*** Opening SUPPLIED ENTRIES ***

Issue #431, opened 2015-05-29
use argparse for the cli; make it more flexible


zenhack:
Per my comments in #425, the cli code is somewhat brittle; there's a standard library module `argparse` that we should be using instead of the stuff that I hacked together a year and a half ago.

SahilTikale:
Added support for same, submitted the pull request today  #425

zenhack:
Just a thought: I've been playing with [click][1] lately, and it's pretty nice -- more pleasant to use than argparse IMO. Flask also has some integration with it, though I'm not sure we actually want to use that. Perhaps it's worth considering using that instead of argparse.

[1]: http://click.pocoo.org

zenhack:
In particular, it's handling of subcommands is much nicer.

henn:
FYI - once we have argparse (or something functionally equivalent), we can do stuff like accept the username/password on the command line or have it [automatically read from a file](https://docs.python.org/2/library/argparse.html#fromfile-prefix-chars).

zenhack:
Re: dealing with the CLI, I think one thing we'd talked about is waiting until we had a client library in place (see #617), and building the new CLI on top of that. @henn, what are your thoughts?

shwsun:
My $0.02 is to merge the cli library we are working on first, then talk about this one. We also have to figure out whether or not implementing cli with click is our top priority.

matsuuran:
I wanted to do it because @henn asked me to do #631 and ideally it would just use an optional param.  I'll do whatever though

zenhack:
Quoting (Jethro) Shuwen Sun (2016-09-07 16:48:22)

>    My $0.02 is to merge the cli library we are working on first, then talk
>    about this one. We also have to figure out whether or not implementing
>    cli with click is our top priority.

I think the questions to be asking are:

1. How high priority is 631?
2. Are there any other high-priority issues that depend on this?
3. How close are we to actually being able to merge the client library?
   My memory is "not very."
4. How much work will we save by doing the client library first, rather
   than having to glue the CLI to it later?

shwsun:
Of course, another option is to let @matsuuran start with the new one first, but making sure that it will not break the cli library we will merge later.

@SahilTikale is preempted by the NSDI / BMI work so it might be a little hard for him to finish the work quick. I will bring this up in tmr's hil meeting.

// cc @henn

SahilTikale:
There was hick up with client library ( mostly difference of opinion) which has been settled.
[...]

PR #484, opened 2015-08-19
OBM support for IPMI implemented.

SahilTikale:
Following the 'drivertization' model, added OBM support for nodes.
Changes are as follows:
1. Necessary support is added to support various OBM types in the HaaS database schema
2. Current types of OBM inlcude ipmi, haas(as an obm) and a lego robot driver (for variety of OBM driver)
3. Nodes can be registered using the ipmi information using the api call
4. Example of how to do that is included under examples/obm/insertNodes.command
5. power_cycle method moved from Node to OBM and a specific type implemented under ipmi
6. To ease the development process, automated scripts to start/stop haas servers is included
	under 'examples/devel/' directory


haas/ext/obm/ipmi.py
```diff
@@ -0,0 +1,82 @@
+# Copyright 2013-2014 Massachusetts Open Cloud Contributors
```
zenhack: Should update the end year to 2015

haas/ext/obm/ipmi.py
```diff
@@ -0,0 +1,82 @@
...
+#
+# Unless required by applicable law or agreed to in writing,
+# software distributed under the License is distributed on an "AS
+# IS" BASIS, WITHOUT WARRANTIES OR CONDITIONS OF ANY KIND, either
+# express or implied. See the License for the specific language
+# governing permissions and limitations under the License.
+
+"""
+A obm driver for implementing lego robot based controls for 
+arm based servers on in a DC at North Pole :-)
```
zenhack: I assume this was a mistake; this is in the IPMI driver.

haas/ext/obm/ipmi.py
```diff
@@ -0,0 +1,82 @@
...
+class Ipmi(Obm):
+    id = Column(Integer, ForeignKey('obm.id'), primary_key=True)
+    ipmi_host = Column(String, nullable=False) 
+    ipmi_user = Column(String, nullable=False)
+    ipmi_password = Column(String, nullable=False)
+
+    api_name = 'http://schema.massopencloud.org/haas/v0/obm/ipmi'
+    __mapper_args__ = {
+        'polymorphic_identity': api_name,
+        }
```
zenhack: Put a blank line after this to separate it from the function below.

haas/ext/obm/ipmi.py
```diff
@@ -0,0 +1,82 @@
...
+    def validate(kwargs):
+        schema.Schema({
+            'type': Ipmi.api_name,
+            'ipmi_host': basestring,
+            'ipmi_user': basestring,
+            'ipmi_password': basestring,
+            }).validate(kwargs)
+
+    def _ipmitool(self, args):
+        """ Invoke ipmitool with the right host/pass etc. for this code.
```
zenhack: s/code/node/

Also, scan over [PEP 257][1] and adjust the formatting of your docstrings accordingly; we follow the conventions described there.

[1]: https://www.python.org/dev/peps/pep-0257/

haas/ext/obm/ipmi.py
```diff
@@ -0,0 +1,82 @@
...
+        `args`- A list of any additional arguments to pass the ipmitool. 
+        Returns the exit status of ipmitool.
+
+        Note: Includes the ``-I lanplus`` flag, available only in IPMI v2+.
+        This is needed for machines which do not accept the older.
```
zenhack: This doesn't look like a complete sentence to me.

haas/ext/switches/switch_haas.py
```diff
@@ -0,0 +1,33 @@
...
+"""A switch driver for recursive HaaS
+It will run the necessary commands on the bHaaS to provide the switch 
+related configuration activities. 
+
+"""
+from sqlalchemy import Column, String, Integer, ForeignKey
+from haas.model import Switch
+
+
+class Switch_haas(Switch):
```
zenhack: You can probably leave the word "switch" out of both the name of the class and the file; it's obvious from the directory/parent class that it's a switch. Maybe call it "recursive."

Also, I'd prefer not to merge this into the repo until it's actually fleshed out; right now you don't have an implementation here.

haas/model.py
```diff
@@ -56,6 +56,9 @@ def init_db(create=False, uri=None):
     Session.configure(bind=engine)
     if create:
         get_network_allocator().populate(Session())
+        #x = get_network_allocator()
+        #print x
+        #x.populate(Session())
```
zenhack: Don't leave stuff commented out when you commit; just delete it.

haas/model.py
```diff
@@ -122,62 +125,12 @@ class Node(Model):
...
-        if self._ipmitool(['chassis', 'power', 'cycle']) == 0:
-            return
-        if self._ipmitool(['chassis', 'power', 'on']) == 0:
-            # power cycle will fail if the machine isn't running, so let's
-            # just turn it on in that case. This way we can save power by
-            # turning things off without breaking the HaaS.
-            return
-        # If it still doesn't work, then it's a real error:
-        raise OBMError('Could not power cycle node %s' % self.label)
+    # The node is initially registered with no nics; see the Nic class.
```
zenhack: Having a wayward comment here doesn't really make sense. I don't think we really need it.

Do the unit tests pass? I feel like at the very least the ones in `tests/unit/model.py` *shouldn't* since they depend on `__init__` having positional arguments. I think removing `__init__` is perfectly sensible, but I suspect there are things that need to be adjusted.

haas/model.py
```diff
@@ -201,6 +154,7 @@ def start_console(self):
     # because we are not interested in the ouput of this command.
     @no_dry_run
     def stop_console(self):
+        return
```
zenhack: So, while I did suggest just doing this for now, I'm not really keen on merging it in like this. We could take a couple of approaches. The console stuff is being reworked in #483, so I don't think it makes sense to spend too much time messing with it on your end.

Perhaps the solution is to get that merged and then adjust this accordingly? We can still review the rest of it in the meantime.

haas/model.py
```diff
@@ -227,6 +182,31 @@ def get_console(self):
     def get_console_log_filename(self):
         return '/var/run/haas_console_logs/%s.log' % self.ipmi_host
 
+class Obm(AnonModel):
+    """ Obm superclass supporting various drivers 
+        related to out of band management of servers """
+    type = Column(String, nullable=False)
+
+    __mapper_args__ = {
+            'polymorphic_identity': 'new_obmType',
```
zenhack: You don't actually need `'polymorphic_identity'` here, because you're never going to be instantiating `Obm` itself, just subclasses. Please remove it.

haas/model.py
```diff
@@ -227,6 +182,31 @@ def get_console(self):
...
+            'polymorphic_on': type
+            }
+    @staticmethod
+    def validate(kwargs):
```
zenhack: This is pretty clearly copypasta from the Switch class. If it contained actual functionality I'd suggest a mixin, but since it's just docs It might make more sense to just put the docs somewhere else and refer to them in both places.

@gsilvis, @henn, thoughts?

haas/model.py
```diff
@@ -227,6 +182,31 @@ def get_console(self):
...
+        Raise a ``schema.SchemaError`` if the  ``kwargs`` is invalid. 
+        Note well: This is a *static* method; it will be invoked on the class.
+        """
+        assert False, "Subclasses MUST override the validate method "
+
+    def power_cycle(self):
+        """
+        Depending on which sub-class is associated with a given node,
+        The exact method of power cycle will differ Implements the power cycle method specific to 
+        each 'TYPE' of obm pertaining to the respective node
```
zenhack: You don't really need to explain the whole inheritance concept here; just explain what the power_cycle method is supposed to do. Just mention in the class's docstring the fact that it's meant to be subclassesd, and which methods need to be overwritten (validate and power_cycle). Have a look at `Switch` for a reference.

haas/model.py
SahilTikale: I do not follow what is the context here ?

--Sahil

haas/ext/obm/ipmi.py
SahilTikale: fixed it in all the obm drivers.

haas/ext/obm/ipmi.py
SahilTikale: yup. I had corrupted my ipmi driver while trying to fix it. So recreated it using the lego.py template. Missed out on changing the docstring. 

Corrected it.

haas/ext/obm/ipmi.py
SahilTikale: done

haas/ext/obm/ipmi.py
SahilTikale: noted. fixed the doc-strings as per the guidelines.

haas/ext/switches/switch_haas.py
SahilTikale: Since tables are created in the HaaS database using the class names, I used the term 'switch' to distinguish base HaaS used as OBM vs Switch.

haas/model.py
SahilTikale: deleted the stuff. Moved the 'Console' related logic from Node to ipmi and made requisite stub methods in the OBM superclass

haas/model.py
SahilTikale: I moved the console related code to ipmi.py under obm. Did necessary changes to server.py and api.py

haas/ext/switches/switch_haas.py
zenhack: Fair enough. I opened #485; once we do that we can change the names. We'll leave it alone for now.

zenhack:
The tests are failing because you've changed the arguments that need to be passed to a number of things. They shouldn't be, please fix them.

docs/registerSwitch_addPorts.commands
```diff
@@ -0,0 +1,30 @@
+Commands to register a switch with HaaS
```
henn: We should move these examples to somewhere easier to find. Perhaps place it in `docs/USING.rst` or `examples/curl_commands` ?

haas/ext/obm/haas_obm.py
```diff
@@ -0,0 +1,34 @@
+# Copyright 2013-2015 Massachusetts Open Cloud Contributors
```
henn: Are we doing recursive HaaS with this submit, or just OBM drivertization? If the latter, then this should be removed.

haas/ext/obm/haas_obm.py
```diff
@@ -0,0 +1,34 @@
...
+""" An obm driver for recursive HaaS.
+It invokes Base HaaS to execute various OBM actions on nodes 
+"""
+
+from sqlalchemy import Column, String, Integer, ForeignKey
+
+from haas.model import Obm
+
+
+class Haas_obm(Obm):
```
henn: Are we doing recursive HaaS with this submit, or just OBM drivertization? If the latter, then this should be removed.

docs/registerSwitch_addPorts.commands
SahilTikale: moved to USING.rst under haas/docs as discussed

henn:
As @SahilTikale and I discussed a little bit ago, we need to work on getting all of the tests to pass for this to make it into upstream HaaS.

Part of that will be adjusting the CLI to function with the new node_register. Since it could be different for each OBM type, we'll need to do something (like add a --type flag). This should be done in conjunction with #431, since that will entail redoing the CLI interface.

@SahilTikale, could you take a look at which tests aren't passing and categorize what work will need to be done to get them passing?

zenhack:
@henn, there aren't any tests that actually exercise the CLI (except the ones I wrote for launching the severs/init_db), so `node_register` isn't going to cause failing tests because of the CLI. (The tests that are there do need to pass, of course). `switch_register` has the same problem (and has already been merged). I'd rather not block all use of structure/optional/varying data in the API on the CLI refactoring (especially since there's a dependency on the client library). I'd be comfortable just taking out those CLI functions and documenting that a few operations aren't supported via the CLI.

docs/USING.rst
```diff
@@ -50,3 +50,41 @@ to hard-disk booting the installed system.
 This is, as the filepath states, merely an example of how you might deploy to
 physical nodes.  Existing deployment systems such as Canonical's MAAS have also
 been run succesfully.
+
+Using CURL Commands
+====================
```
zenhack: Remember, this isn't actually plain text, it's RST. Have a look at the rich text view of this file and you'll see that the formatting on the code samples below doesn't look right; please fix. Github lets you edit/commit files on the website, and it has a preview option, so it's useful for stuff like this.

docs/USING.rst
```diff
@@ -50,3 +50,41 @@ to hard-disk booting the installed system.
...
+ipmi_username:-      ipmiUser4node-02
+ipmi_password:-      ipmiPass4node-02
+
+
+
+For nodes using IPMI use the following api call:
+
+curl -X PUT http://127.0.0.1:5001/node/dummyNoderHaaS-02 -d '
+> {"obm": { "type": "http://schema.massopencloud.org/haas/v0/obm/ipmi",
+> "ipmi_host": "ipmiHost4node-02",
```
zenhack: Nitpick: now that the ipmi fields are encapsulated in their own object which is marked as being of type "ipmi," it's a bit redundant to have `ipmi_user`, `ipmi_password`, `ipmi_host`; you could just have `user`, `password`, `host`.

docs/registerSwitch_addPorts.commands
zenhack: Any reason not to move the rest of the information in this file to USING, and just delete it?

docs/USING.rst
SahilTikale: I left those as they are because they affect how columns-names are created in the database. 
It is good to have a unique (sometimes verbose) column names than common names. It makes life a little easier while debugging.

zenhack: The column names are already scoped by the table though, which is already called IPMI. It strikes me as a bit too much redundancy.

SahilTikale: @henn also raise this point, so I guess there are more people who think that variable names should be simple. I agree and have made the necessary changes. Committed the changes.

docs/USING.rst
```diff
@@ -50,3 +50,70 @@ to hard-disk booting the installed system.
...
 physical nodes.  Existing deployment systems such as Canonical's MAAS have also
 been run succesfully.
+
+Using CURL Commands
+====================
+
+Included herwith are some examples about interacting with HaaS API using the curl 
+utility.
+
+** Example for registering a Node which use IPMI **
```
zenhack: These still aren't showing up as headings; Maybe you need to get rid of the spaces between the stars and the text?

SahilTikale:
Is there something needed to push this upstream

henn:
@SahilTikale Where are we with this one? Could you update the labels?

Thanks

SahilTikale:
This branch can be closed after #526 is accepted and merged with upstream. 

#526 represents the same work using the latest HaaS code-base

henn:
Closing this, as this work is continuing under #526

*** Closing SUPPLIED ENTRIES ***

**EXERCISE AIM**
Search the data above for the string "python". Report every line where it is found.

**ANSWER SECTION**
FYI - once we have argparse (or something functionally equivalent), we can do stuff like accept the username/password on the command line or have it [automatically read from a file](https://docs.python.org/2/library/argparse.html#fromfile-prefix-chars).
[1]: https://www.python.org/dev/peps/pep-0257/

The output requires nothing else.